Reuben negó con la cabeza.

—Está aquí y no puede seguir adelante. Está vagando, sola, desesperada porque yo la vea y la oiga.

Recordó su sueño otra vez, el sueño en el que había visto a Marchent en habitaciones llenas de gente que no se fijaba en ella, el sueño en el que la había visto correr sola en la oscuridad. Recordó esas curiosas figuras oscuras que había visto vagamente en el bosque apagado del sueño. ¿Estaban tratando de alcanzarla?

En voz baja, se lo describió todo a Felix.

—Pero había algo más que he olvidado —confesó.

—Siempre ocurre lo mismo con los sueños —dijo Felix.

Se quedaron dentro del coche aparcado ante la casa. El final del jardín, junto al precipicio, era apenas visible entre la niebla. Oían, sin embargo, los martillazos y el ruido de las sierras de los obreros que estaban colina abajo, en la casa de huéspedes. Con sol o con lluvia, los hombres trabajaban en la casa de huéspedes.

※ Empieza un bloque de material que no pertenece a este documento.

PR #95, opened 2021-09-09
webcam input for Windows and Microphone support

meryacine:
Adds Windows webcam support using
>`dshow` (DirectShow) input device which is the preferred option for Windows users.

Quoted from here https://trac.ffmpeg.org/wiki/Capture/Webcam

A new input type was added 'microphone' to add support for microphone devices.
On Linux, we use PulseAudio to capture audio input.
On macOS, AVFoundation is used -> this was not tested.
On Windows, Directshow is used for both microphone and webcam support.

### DIFF
--- a/streamer/input_configuration.py
+++ b/streamer/input_configuration.py
@@ -304,6 +304,7 @@ class Input(configuration.Base):
         ]
       elif platform.system() == 'Windows':
         return [
+            # Treat the input as a directshow input device.
             '-f', 'dshow',
         ]
       else:
--- a/streamer/input_configuration.py
+++ b/streamer/input_configuration.py
@@ -21,6 +21,21 @@ from . import configuration
 from typing import List, Dict, Any, Optional
 
 
+class InputNotFound(configuration.ConfigError):
+  """An error raised when an input stream is not found."""
+
+  def __init__(self, input):
+    super().__init__(input.__class__, 'track_num',
+                     getattr(input.__class__, 'track_num'))
+    self.input = input
+
+  def __str__(self):
+    return ('In {}, {} track #{} was'
+            ' not found in "{}"').format(self.class_name,
+                                         self.input.media_type.value,
+                                         self.input.track_num,
+                                         self.input.name)
+
 class InputType(enum.Enum):
   FILE = 'file'
   """A track from a file.  Usable only with VOD."""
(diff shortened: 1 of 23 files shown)


streamer/input_configuration.py
```diff
@@ -40,6 +40,15 @@ class InputType(enum.Enum):
   Does not support media_type of 'text'.
   """
 
+  MICROPHONE = 'microphone'
+  """A microphone device.  Usable only with live.
+
+  The device path should given in the name field.  For example, on Linux, this
+  might be "default".
+
+  Does not support media_type of 'text'.
```
joeyparrish, line 49: Only supports media_type of "audio", I would presume?

joeyparrish (changes requested):
Looks good otherwise.  Thanks!

joeyparrish (approved):

streamer/input_configuration.py
```diff
@@ -37,7 +37,16 @@ class InputType(enum.Enum):
   The device path should be given in the name field.  For example, on Linux,
   this might be /dev/video0.
 
-  Does not support media_type of 'text'.
+  Only supports media_type of 'video'.
```
joeyparrish, line 40: Are you sure this change was correct?  I suspect you could have a webcam with a built-in mic and get audio from it.

meryacine: I didn't know that webcams may contain mics O_O.
But it think it depends more on the input device we are using for this platform. for example `video4linux2` can't be used an audio input device, while `dshow` would work for both audio and video, so we may have an input like this on Windows:
```yaml
inputs:
    - name: "video=Integrated Camera"
      input_type: microphone
      media_type: video
```
and it would still work as if it were a webcam video input and not a microphone.
and we may use webcam input type to capture a microphone device too
```yaml
inputs:
    - name: "audio=Microphone Name"
      input_type: webcam
      media_type: audio
```
this happens on Windows and i think with the `avfoundation` on macOS as well.
Although a microphone input device a using webcam input type might work, i don't think this is how the input config should be for it. it should be using a microphone input type when capturing a mic device.

I believe in the case you mentioned, a webcam device that has a built-in mic, the mic would still show up as an audio input device that our args we provide for microphone devices(`PulseAudio`, `AVFoundation`, `dshow`) would still work for, so why not declare this input device as a mic in the first place.

joeyparrish (approved):

PR #96, opened 2021-09-20
fix(external command): Create the new shell process in a new group

### LINKED ISSUE #46: Orphaned subprocesses after shutting down with CTRL+C
Using the latest source from `master`, I find that shutting down the [Shaka Player History live stream](https://shaka-player-demo.appspot.com/demo/#asset=https://storage.googleapis.com/shaka-live-assets/player-source.m3u8) with CTRL+C causes our external command input ([gource](https://gource.io/)) and gsutil both to be orphaned instead of shut down properly.

meryacine:
When launching a process as a shell, what happens is that `Popen` creates a shell then the shell forks itself and calls `exev` system call to run the program we intended to run in the shell.

```
Popen
  |
  V
shell -fork-> another-shell
  |                 |
  V                exev
                    |
                    V
              external-command
```
We have access to the shell it self from `self._process` which we actually don't need. We need the pid of `external-command`  instead.

This PR launches the spawned shell in a new group so that we can just kill the group all together when `stop` is called.

fixes #46

### DIFF
--- a/binaries/build_wheels.py
+++ b/binaries/build_wheels.py
@@ -54,7 +54,7 @@ BINARIES_DL = [
     PACKAGER_DL_PREFIX + '/packager',
 ]
 
-BINARIES_ROOT_DIR = os.path.dirname(__file__)
+BINARIES_ROOT_DIR = os.path.abspath(os.path.dirname(__file__))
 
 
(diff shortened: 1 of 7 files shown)


joeyparrish:
Thank you!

Felix sintió un escalofrío. Inspiró profundamente y luego, después de una larga pausa, puso la mano en el hombro de Reuben. Como siempre, aquello tuvo un efecto tranquilizador en el joven.

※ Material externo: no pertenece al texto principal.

PR #103, opened 2021-11-12
feat(cloud): Upload through HTTP proxy node

### LINKED ISSUE #47: Replace gsutil-based CloudNode with local authentication proxies and HTTP output support

mariocynicys:
Changes:
 - Disable multiperiod when using cloud upload (for now)
 - Use default credentials from GCS or S3 Python libraries to upload
 - Remove gsutil dependency and use threaded HTTP server, without temp files

Closes #47


streamer/proxy_node.py
```diff
@@ -0,0 +1,365 @@
...
+    # Store the manifest files locally in `self._temp_dir`.
+    if self._temp_dir is not None and self.path.endswith(('.mpd', '.m3u8')):
+      body = self._write_body_and_get_file_io()
+      if content_length == None:
+        # We need to re-chunk it again as we wrote it as a whole
+        # to the filesystem.
+        encode_chunked = True
+    else:
+      content_length = content_length and int(content_length)
+      body = RequestBodyAsFileIO(self.rfile, content_length)
```
joeyparrish, line 86: I'm surprised that any of this is needed: either the file IO wrapper or the temporary writing of chunks to the FS.  Also, writing chunks to the FS means the output is no longer being streamed to chunk-capable clouds like Amazon's.  Ideally, we would not buffer a whole segment before transmitting it.

I'm going to experiment with this a bit locally and see what I can do.

streamer/proxy_node.py
```diff
@@ -0,0 +1,365 @@
...
+    url += self._params_and_querystring
+
+    self._conn.request('PUT', url, body, headers, encode_chunked=encode_chunked)
+    res = self._conn.getresponse()
+    # Disable response logging.
+    self.log_request = lambda _: None
+    # Respond to Shaka Packager with the response we got.
+    self.send_response(res.status)
+    self.end_headers()
+    # self.wfile.write(res.read())
```
joeyparrish, line 101: Cruft; please drop

streamer/proxy_node.py
```diff
@@ -0,0 +1,365 @@
...
+      if res.status == OK:
+        res_body = json.loads(res.read())
+        # Update the Authorization header that the request factory has.
+        auth = res_body['token_type'] + ' ' + res_body['access_token']
+        self.RequestHandlersFactory.update_headers(Authorization=auth)
+      else:
+        print("Couldn't refresh access token. ErrCode: {}, ErrMst: {!r}".format(
+            res.status, res.read()))
+    else:
+      print("Non sufficient info provided to refresh the access token.")
```
joeyparrish, line 284: English nit: "Insufficient"

joeyparrish (changes requested):
I'm going to play with this locally for a bit.  I might be able to make some concrete suggestions or contribute to your branch.

streamer/proxy_node.py
meryacine: In here we will write only the manifests to the FS so we can perform period concatenation on them (note: the period concatenation is carried out by the streamer and not packager, if the manifests are pushed to the remote url straight away, we won't be able to perform period concatenation). We won't write media segments to the FS though.

But, re-looking at this, I think I over complicated it (to avoid introducing new dependencies, I believe). I will look into a package that supports streaming to carry this out (probably [`requests`](https://pypi.org/project/requests/)).

shaka-streamer
```diff
@@ -60,15 +60,16 @@ def main():
...
-  parser.add_argument('-c', '--cloud-url',
-                      default=None,
-                      help='The Google Cloud Storage or Amazon S3 URL to ' +
-                           'upload to.  (Starts with gs:// or s3://)')
   parser.add_argument('-o', '--output',
                       default='output_files',
                       help='The output folder to write files to, or an HTTP ' +
                            'or HTTPS URL where files will be PUT.' +
                            'Used even if uploading to cloud storage.')
+  parser.add_argument('-H', '--add-header',
```
joeyparrish, line 68: I found it difficult to figure out how to get the necessary headers for a refresh token.  I can enable oauth2 in GCP, get a client-id and client-secret, but I don't understand how to get an initial refresh-token in an easy way.

Here are some ideas:

1. Streamer could get the initial refresh token for me, just based on client-id and client-secret
2. There would be docs (maybe in the examples of docs/source/overview.rst) showing how to get refresh-token
3. We could use a library like [google-auth](https://google-auth.readthedocs.io/en/master/user-guide.html) to handle the authentication (haven't found the s3 equivalent yet)

I found a quick and easy way to make it work with this code, with gcloud already installed and authenticated, but I don't think it's a "best practice":

```
  -H "Authorization=Bearer $(gcloud auth print-access-token)" \
  -o gs://my_gcs_bucket/folder/
```

It seems like this might be equivalent to using "application default credentials" in google-auth:

```py
import google.auth
credentials, project = google.auth.default()
```

meryacine: It is indeed not user friendly and needs a rework. I would go for the option of using a client id+secret, the third option is ambiguous to me right now but I will look into it.

BTW, I was getting refresh tokens from [google's oauth 2.0 playground](https://developers.google.com/oauthplayground/).

joeyparrish:
My `-H "Authorization=Bearer $(gcloud auth print-access-token)"` hack failed after about one hour of running.  I started getting HTTP 429 responses from Google Cloud, which makes me think it wasn't an issue with the token itself, but something more fundamental we will need to resolve.

[Google's docs](https://cloud.google.com/storage/docs/request-rate) say:

> If you run into any issues such as increased latency or error rates, pause your ramp-up or reduce the request rate temporarily in order to give Cloud Storage more time to scale your bucket. You should use [exponential backoff](https://cloud.google.com/storage/docs/retry-strategy#exponential-backoff) to retry your requests when:
>
> Receiving errors with 408 and 429 response codes.
> Receiving errors with 5xx response codes.

joeyparrish:
I'm going to revive this and push changes into your branch so you are properly credited for the PR.  Changes I'm planning for this PR:

1. Go back to using the cloud URL in -c for compatibility for now
2. Revert extra headers feature for now (use case unclear for now)
3. Remove upload to HTTP without gs:// or s3:// (use case unclear for now)
4. Ignore -o if -c given (no need for local files if uploading to cloud)
5. Revert changes to periodconcat_node and mark it as incompatible with cloud upload (already can't be used for live, helps avoid local temp files)
6. Remove use_local_proxy from pipeline config, implied by -c
7. Pipeline directly from incoming request to outgoing request in proxy_node
8. Try to handle authentication via default credentials in gcs and s3 python modules

I'll follow up later with new changes to:

1. Allow cloud URLs to be placed into -o
2. Make -c a deprecated alias to -o (overrides -o if both given)
3. Add command line arg to pass initial access tokens for oauth via file, maybe also environment variable

joeyparrish:
I've started by rolling up your original commits, rebasing them, and force-pushing.

joeyparrish:
@mariocynicys, still a WIP since I haven't finished the S3 upload yet, but it's working well enough for GCS that I'm going to deploy it to my lab to revive our live stream.  Without this, my live stream was running into errors where gsutil would leave files behind in /tmp and fill up the disk.

Please take a look and give me your thoughts.

joeyparrish:
Okay, S3 is working now, too.

joeyparrish:
This is working in our lab deployment now!

joeyparrish (approved):

jspizziri:
@joeyparrish now that 1.0.0 is out we started using it and discovered that [HTTP was removed](https://github.com/shaka-project/shaka-streamer/pull/103#issuecomment-2428271409)

> Remove upload to HTTP without gs:// or s3:// (use case unclear for now)

This was actually how we were using the streamer, as we use storage that is neither S3 or GCS. If you're doing that, the only option was HTTP. If there was some kind of storage adapter that would be nice and we'd write our own adapter, however in the absence of that HTTP was our only option.

Any possibility to get it added back?

joeyparrish:
Yes, definitely.  What are your requirements?

Do you need specific headers or auth tokens, or just for Packager to write output directly to an HTTP(S) URL?

joeyparrish:
@jspizziri, I filed #210 to discuss your requirements for HTTP upload.  Please let us know what you need!

PR #117, opened 2022-03-03
chore: Update URLs after moving projects

joeyparrish:


theodab (commented):
Is this really all of them? For example, a grep for "@see https://github.com/google/" returns 9 results. Some of those are for the closure compiler, which isn't moving, but it also includes stuff like a link to a Shaka Player issue in `externs/cmcd.js`.

theodab (approved):

PR #120, opened 2022-03-09
fix: only use the first line of ffprobe's output

### LINKED ISSUE #119: TS input autodetection fails
Hello,

Looks like the steamer cannot use ts-files as input. On first test the probe failed getting/setting the framerate. I then defined the fps on input config, but then it failed to get other video properties. If I manually convert the file to mp4, it can be be used fine.

I am trying to use ffmpeg filters to burn the dvb-subtitles into the video  and therefore I need to use ts  as input.

meryacine:
With some container formats (such as `ts`), ffprobe reports the output twice with newline characters in between. This fix is to take into consideration only the first line of ffprobe's output.

Closes #119


joeyparrish (approved):
Thank you!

—Eres un chico valiente —dijo.

—¿Tú crees?

—Oh, sí, mucho —dijo Felix—. Por eso ella ha acudido a ti.

Reuben estaba desconcertado, perdido de repente en demasiadas imágenes mentales en movimiento y sensaciones recordadas a medias, incapaz de razonar. Entre aquella mezcolanza, oyó otra vez la canción acechante que había sonado en la radio fantasma de la habitación fantasmal, y su ritmo fascinante lo paralizó.

—Felix, esta casa debería ser tuya —dijo—. No sabemos lo que quiere Marchent, por qué acecha, pero si soy un chico valiente, entonces tengo que decirlo. Esta es tu casa, Felix, no la mía.

—No —dijo Felix. Sonrió débilmente, sin alegría.

—Felix, sé que eres propietario de todos los terrenos que nos rodean, de todas las tierras hasta el pueblo y las que hay al norte y al este. Deberías recuperar la casa.

—No —dijo Felix con suavidad pero categórico.

—Si te la cedo… bueno, no hay forma de que puedas impedir que lo haga…

—No —dijo Felix.

—¿Por qué no?

—Porque si hicieras eso —dijo Felix, con los ojos empañados de lágrimas— ya no sería tu casa. Y entonces tú y Laura podríais iros. Y tú y Laura sois el calor que brilla en el corazón de Nideck Point. No puedo soportar la idea de que te vayas. No puedo hacer de Nideck Point mi hogar sin ti. Deja las cosas como están. Mi sobrina te regaló esta casa para deshacerse de ella, para desembarazarse de su pesar y desembarazarse de su dolor. Que siga todo tal como ella deseaba. Tú me trajiste otra vez aquí. En cierto sentido, ya me la has regalado. Ser propietario de un montón de habitaciones vacías significaría para mí poco o nada sin ti. —Abrió la puerta—. Ahora ven. Echemos un vistazo rápido al progreso de la casa de huéspedes. Queremos que esté lista cuando tu padre venga de visita.

Sí, la casa de huéspedes y la promesa de Phil de pasar largas temporadas con él durante las vacaciones. De hecho se lo había prometido, y Reuben lo deseaba intensamente.